WASHINGTON ― A shooting in Virginia involving several Republican lawmakers brought Congress to a standstill Wednesday, with the House of Representatives canceling a number of hearings, including one scheduled to consider a package of pro-gun legislation.

Among the lawmakers who were present at the scene of the shooting, an Alexandria baseball field, was Rep. Jeff Duncan (R-S.C.), who introduced the Sportsmen’s Heritage and Recreational Enhancement (SHARE) Act that was scheduled to go under review by the House Committee on Natural Resources on Wednesday morning. The hearing, like several others in the House, has been canceled “until further notice.”

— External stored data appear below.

PR #1811, opened 2024-11-14
chore: create new error type to wrap message and error

jigisha620:
Fixes #N/A 

**Description**
Create a new error type that can wrap error message and actual error.

NA

### DIFF
--- a/pkg/cloudprovider/types.go
+++ b/pkg/cloudprovider/types.go
@@ -373,3 +373,16 @@ func IsNodeClassNotReadyError(err error) bool {
 	var nrError *NodeClassNotReadyError
 	return errors.As(err, &nrError)
 }
+
+// CreateError is an error type returned by CloudProviders when instance creation fails
+type CreateError struct {
+	error
+	ConditionMessage string
+}
+
+func NewCreateError(err error, message string) *CreateError {
+	return &CreateError{
+		error:            err,
+		ConditionMessage: message,
+	}
+}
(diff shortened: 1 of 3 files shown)


pkg/cloudprovider/types.go
```diff
@@ -373,3 +373,24 @@ func IsNodeClassNotReadyError(err error) bool {
 	var nrError *NodeClassNotReadyError
 	return errors.As(err, &nrError)
 }
+
+// InstanceCreateError is an error type returned by CloudProviders when instance creation fails
+type InstanceCreateError struct {
```
jonathan-innis, line 378: I wonder if we should just call it `Error` or `ConditionError` or `PrettyError`. Realistically, I don't think we have to be specific and call this a create error.

pkg/cloudprovider/types.go
```diff
@@ -373,3 +373,24 @@ func IsNodeClassNotReadyError(err error) bool {
...
+	error
+	message string
+}
+
+func NewInstanceCreateError(err error, message string) *InstanceCreateError {
```
jonathan-innis, line 383: We should handle parsing this out and setting the condition in the lifecycle controller in this same code change -- otherwise, there's not a ton of value in just adding the error

pkg/cloudprovider/types.go
jigisha620: Addressed

jonathan-innis (approved):
/lgtm
/approve

PR #1816, opened 2024-11-15
chore: fix unfinishedWorkSeconds metric

jigisha620:
Fixes #N/A 

**Description**
Fix unfinishedWorkSeconds metric that is being leaked because a  a unique metric is getting created each time with the id and controller.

Rep. Rob Bishop (R-Utah), the chair of the committee, was also present at the scene of the shooting, where at least five people were injured.

The SHARE Act largely deals with natural resources and conservation, but it also includes several provisions that would loosen gun restrictions.

Among them is a section on “Hearing Protection,” which mimics legislation that Duncan introduced separately earlier this year. The measure would remove gun silencers, also called suppressors, from their classification under the National Firearms Act, where they have been listed since 1934 alongside weaponry like machine guns and sawed-off shotguns.

Under existing restrictions, anyone purchasing a silencer must first pay a $200 transfer fee, submit to fingerprinting and pass a federal background check, a process that can take up to nine months. The Hearing Protection Act would make buying a silencer as easy as buying a standard handgun.

There is no indication that the gunman in Wednesday’s shooting used a firearm equipped with a silencer. Such crimes are extremely rare.

Supporters of deregulating silencers say the move is necessary to protect the hearing of hunters and sport shooters, who are regularly exposed to loud gunfire. But opponents are concerned that it would give the public, including potentially dangerous individuals, access to accessories that make gunshots harder to detect. They’ve also called the legislation a handout to the gun industry, which would likely see massive profits from increased sales.

The director of federal affairs for the National Rifle Association and a top official with Bass Pro Shops were among those expected to testify at Wednesday’s hearing.

Many unrelated news conferences and hearings were canceled on Capitol Hill following the shooting, including a Senate appropriations committee hearing on oversight of the U.S. Capitol Police budget. Capitol Hill police officers who were present at the event had responded and engaged the shooting suspect in gunfire.

The office of House Majority Whip Steve Scalise (R-La.), who suffered a gunshot wound that was reported to be non-life-threatening, announced that scheduled votes on legislation were also canceled due to the shooting.

Democrats, meanwhile, postponed a press conference that was meant to announce a lawsuit that nearly 200 Democratic lawmakers filed on Wednesday against President Donald Trump in order to compel him to comply with the Constitution’s Emoluments Clause. The provision bars those who hold public office from profiting from business dealings with foreign governments.

The White House also canceled a scheduled event at the Department of Labor where Trump was to deliver remarks on his workforce initiative.